1

I'm trying to get the country name with latitude and longitude as input, so I used the Nominatim API and when I pass as a UDF it works, but when I try to use pandas_udf get the following error:

An exception was thrown from a UDF: 'RuntimeError: Result vector from pandas_udf was not the required length: expected 1, got 2'

This is my code

import requests
import pandas as pd

from pyspark.sql.functions import pandas_udf, PandasUDFType, udf

@pandas_udf("string", PandasUDFType.SCALAR)
def country_name(lat, lon):
    url = f"https://nominatim.openstreetmap.org/reverse?format=json&lat={lat}&lon={lon}"
    response = requests.get(url)
    data = response.json()
    if 'error' in data:
        return 'NA'
    else:
        return data['address']['country']

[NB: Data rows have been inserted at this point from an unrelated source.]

PR #144, opened 2026-07-07
feat(web): restore tap/click/wheel mouse interaction when server strips mouse DECSETs

TeigenZhang:
## Summary

Restores mouse interaction with the terminal (tap-to-position cursor, desktop click-to-position, and scroll-wheel forwarding) for sessions whose output the server strips of mouse-tracking DECSETs.

**Root cause.** To keep the wheel scrolling scrollback, the server strips `?1000/1002/1003/1006` DECSET sequences from claude/codex/gemini output (`isAltScreenStripMode`, `session.ts`). Side effect: the browser xterm's `mouseTrackingMode` is permanently `'none'` for those sessions, even though the TUI on the PTY side still has tracking ON and understands SGR reports. Any UI that gates on xterm's live tracking mode — mobile touchend tap, desktop click, wheel forwarding — silently does nothing.

**Fix.** When a session is one the server strips, hand-encode the SGR report from the pointer position and send it straight to the PTY, bypassing xterm's dormant encoder:

- **Mobile tap** — touchend tap encodes an SGR press+release (was already partly handled; consolidated here).
- **Desktop click** — a plain left-click encodes SGR press+release. Every click that already means something else is skipped: synthetic/compat clicks after a touch tap, modified clicks (Shift keeps xterm's selection override), double/triple clicks (word/line select), drag-selections, off-grid clicks, and sessions where xterm's own encoder is live.
- **Wheel** — Claude Code 2.1.187+ scrolls its own transcript on SGR wheel reports and no longer captures wheel as select-menu navigation (verified against 2.1.202: the `/model` menu highlight ignores wheel reports). So the wheel is forwarded to the TUI for strip-mode sessions at the buffer bottom, coalesced into one PTY write per ~40ms to avoid a `send-keys` process storm. `Shift+wheel` and any scrolled-up viewport stay on xterm's local scrollback.

**Scrollback coordinate guard.** SGR coordinates are viewport-relative, so a report computed while scrolled up would hit-test the wrong row. Synthetic taps/clicks/wheel are gated on the viewport being at the buffer bottom.

Behavior is unchanged for shell/opencode sessions and when a session genuinely has mouse tracking off.

## Changes

- `terminal-ui.js` — `_handleDesktopTerminalClick`, `_sendSyntheticSgrTap`/`Wheel`, `_shouldForwardWheelToApp`, `_terminalViewportAtBottom`, `_clientPointToCell`; wheel handler forwards to the app for strip-mode sessions
- `test/terminal-touch-tap.test.ts` — 12 cases (SGR encoding, grid clamping, click-skip conditions, wheel gating/coalescing, scrollback guard, shell-mode exclusion)

## Test plan

- [x] `npm test -- test/terminal-touch-tap.test.ts` — 12/12 pass
- [x] `npm run check:frontend-syntax`
- [x] Verified E2E via Playwright against a live instance: desktop click emits SGR press+release; wheel up/down forward SGR 64/65; `Shift+wheel` stays on local scrollback
- [x] Verified the TUI side by injecting SGR bytes into a real claude session in an isolated tmux: click expands a collapsed tool-output block; wheel scrolls the transcript; the `/model` select menu ignores wheel reports

### DIFF
--- a/src/web/public/index.html
+++ b/src/web/public/index.html
@@ -560,6 +560,7 @@
             <div><kbd>Alt/Option</kbd>+<kbd>[</kbd> / <kbd>Alt/Option</kbd>+<kbd>]</kbd></div><div>Previous / Next Session</div>
             <div><kbd>Alt/Option</kbd>+<kbd>1-9</kbd></div><div>Switch to Tab N</div>
             <div><kbd>Ctrl</kbd>+<kbd>L</kbd></div><div>Clear Terminal</div>
+            <div><kbd>Shift</kbd>+<kbd>Wheel</kbd></div><div>Scroll local history (when mouse passthrough is active)</div>
             <div><kbd>Ctrl</kbd>+<kbd>+</kbd></div><div>Increase Font</div>
             <div><kbd>Ctrl</kbd>+<kbd>-</kbd></div><div>Decrease Font</div>
             <div><kbd>Ctrl</kbd>+<kbd>?</kbd></div><div>Show Help</div>
--- a/src/web/public/terminal-ui.js
+++ b/src/web/public/terminal-ui.js
@@ -323,13 +323,25 @@ Object.assign(CodemanApp.prototype, {
     // Register link provider for clickable file paths in Bash tool output
     this.registerFilePathLinkProvider();
 
-    // Always use mouse wheel for terminal scrollback, never forward to application.
-    // Prevents Claude's Ink UI (plan mode selector) from capturing scroll as option navigation.
+    // Mouse wheel: forward to the TUI for strip-mode sessions, local scrollback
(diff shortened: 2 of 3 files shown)


Ark0N:
Merged — thank you @TeigenZhang! Restoring tap/click/wheel over the server-side DECSET strip closes a real interaction gap. Review appended one commit: wheel-forwarding is now version-gated (claude ≥ 2.1.187 — older Ink select menus capture wheel as option navigation, the exact bug the strip guarded against; unknown versions fall back to local scroll), gemini is excluded until its TUI behavior is verified, clicking a file-path/URL link no longer double-fires a synthetic click into the TUI, and Shift+wheel (local history) is documented in the shortcuts modal. 🙏

PR #147, opened 2026-07-09
fix(session): scrub TMUX vars + PTY-exit circuit breaker (COD-115/COD-118)

aakhter:
## Summary

Two related fixes for tmux-backed session stability:

**COD-115 — Delete TMUX/TMUX_PANE (don't set-to-undefined)**

When the Codeman server is launched from *inside* a tmux session, `process.env.TMUX` is set. The mux-attach PTY inherits that env, and tmux detects the nesting via `TMUX`/`TMUX_PANE` → exits 1 → Codeman's respawn kicks in → crash-loop.

Root cause: `buildMuxAttachEnv()` was spreading `{...process.env, TMUX: undefined}`. node-pty serializes that as the literal string `"TMUX=undefined"` (the key is *present* with a non-empty value), so the guard still fires. Fix: `delete env.TMUX` and `delete env.TMUX_PANE` — key absent from the environment entirely. Same fix applied at web bootstrap in `src/index.ts` for belt-and-suspenders coverage.

**COD-118 — PTY-exit circuit breaker**

Introduces `InteractivePtyExitBreaker` (pure class, injectable time for tests): a sliding-window breaker that trips after 5 non-zero PTY exits within 10 seconds, sets `_respawnBlocked`, and emits `respawnBreakerTripped`. SSE event + push notification tell the user. Explicit user restart (`POST /api/sessions/:id/start`) resets the breaker before relaunching.

Prevents a misconfigured case (bad shell, bad Claude install, permission denied) from hammering tmux/PTY in an infinite respawn loop and burning system resources.

## Files changed

- `src/index.ts` — delete TMUX/TMUX_PANE at web bootstrap
- `src/session-cli-builder.ts` — `buildMuxAttachEnv()` uses `delete` for TMUX, TMUX_PANE, CLAUDECODE, COLORTERM
- `test/session-cli-builder.test.ts` — new; COD-115 absence assertions (`'TMUX' in env === false`)
- `src/session-pty-exit-breaker.ts` — new; `InteractivePtyExitBreaker` (sliding window, threshold 5/10s)
- `src/session.ts` — `_ptyExitBreaker` + `_respawnBlocked`, `resetRespawnBreaker()`, PTY exit instrumentation
- `src/web/session-listener-wiring.ts` — `respawnBreakerTripped` handler → SSE + push + run-summary
- `src/web/sse-events.ts` — `SessionRespawnBreakerTripped` event
- `src/web/public/constants.js` — `SESSION_RESPAWN_BREAKER_TRIPPED` constant
- `src/web/public/app.js` — diagnostic toast on `respawnBreakerTripped`
- `src/web/routes/session-routes.ts` — `session.resetRespawnBreaker()` before `startInteractive()`
- `test/respawn-pty-breaker.test.ts` — new; 13 tests (pure breaker + session integration)

## Test plan

- `npm test -- test/respawn-pty-breaker.test.ts test/session-cli-builder.test.ts` → 15/15 pass
- `tsc --noEmit` → clean
- `npm run build` → clean

### DIFF
--- a/src/index.ts
+++ b/src/index.ts
@@ -14,6 +14,18 @@ import { program } from './cli.js';
 // In web mode, we should NOT exit on transient errors — log and continue
 const isWebMode = process.argv.includes('web');
 
+// COD-115: Codeman IS a tmux controller; it must never present as a tmux *client*.
+// If the web server is launched from inside a tmux pane it inherits TMUX/TMUX_PANE,
+// and tmux's nesting guard then kills every new attach-bridge PTY (exit 1 → respawn
+// loop, crash-looping any new tmux-backed session). Scrub at the root so every
+// downstream `{...process.env}` spread (attach, send-keys, create) is clean regardless
+// of launch context. `delete` (not `= undefined`, which node-pty serializes as the
+// literal string "undefined" and fails to clear).
+if (isWebMode) {
+  delete process.env.TMUX;
+  delete process.env.TMUX_PANE;
+}
+
 import { MAX_CONSECUTIVE_ERRORS, ERROR_RESET_MS } from './config/server-timing.js';
 
 // Track consecutive unhandled errors in web mode — restart after too many
--- a/src/session-cli-builder.ts
+++ b/src/session-cli-builder.ts
@@ -124,17 +124,32 @@ export function buildClaudeEnv(sessionId: string): Record<string, string | undef
  * Lighter than buildClaudeEnv — no PATH augmentation or Codeman vars needed
  * since the mux session already has those set.
  *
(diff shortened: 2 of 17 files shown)


Ark0N:
Merged — thank you @aakhter! TMUX-var scrubbing + the PTY-exit breaker close a real crash-loop gap (COD-115/118). Review adjusted the reset semantics: the breaker now clears only on an explicit `{clearBreaker:true}` restart — the auto-reattach path (every tab click / page load) was resetting it, so it could never trip on the exact crash loop it targets; trip events also survive listener detach and the push notification is wired into PUSH_EVENT_MAP. 🙏

PR #148, opened 2026-07-10
feat(terminal): replay full tmux scrollback on terminal reload + CRLF normalization

aakhter:
## Summary

A full page reload (`GET /api/sessions/:id/terminal` without `?tail=`) previously only replayed Codeman's in-memory byte buffer — scrollback that had been pushed off the buffer was lost. This PR adds two complementary fixes:

### COD-47: Full tmux scrollback replay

df = spark.createDataFrame([(40.730610, -73.935242)], ["lat", "lon"])
df = df.withColumn("country", country_name(df["lat"], df["lon"]))
df.show()

As I say if I use a regular UDF it works, the problem is when I try to use pandas_udf.

Azhar Khan
  • 3,829
  • 11
  • 26
  • 32
BryC
  • 89
  • 6

1 Answers1

1

Refer the Series to Scalar section of pandas_udf API guide.

Change your code as follows as per the sample example given in above guide. The changes are marked with comment # Changed.

import requests
import pandas as pd

from pyspark.sql.functions import pandas_udf, PandasUDFType, udf

@pandas_udf("string") # Changed
def country_name(lat: pd.Series, lon: pd.Series) -> str : # Changed
    url = f"https://nominatim.openstreetmap.org/reverse?format=json&lat={lat[0]}&lon={lon[0]}" # Changed
    response = requests.get(url)
    data = response.json()
    if 'error' in data:
        return 'NA'
    else:
        return data['address']['country']

df = spark.createDataFrame([(40.730610, -73.935242)], ["lat", "lon"])
# df = df.withColumn("country", country_name(df["lat"], df["lon"])) # Changed
df = df.select(country_name(df["lat"], df["lon"])) # Changed
df.show()

However, this strategy works if the function is expected to return a scalar (single) value for the given input series.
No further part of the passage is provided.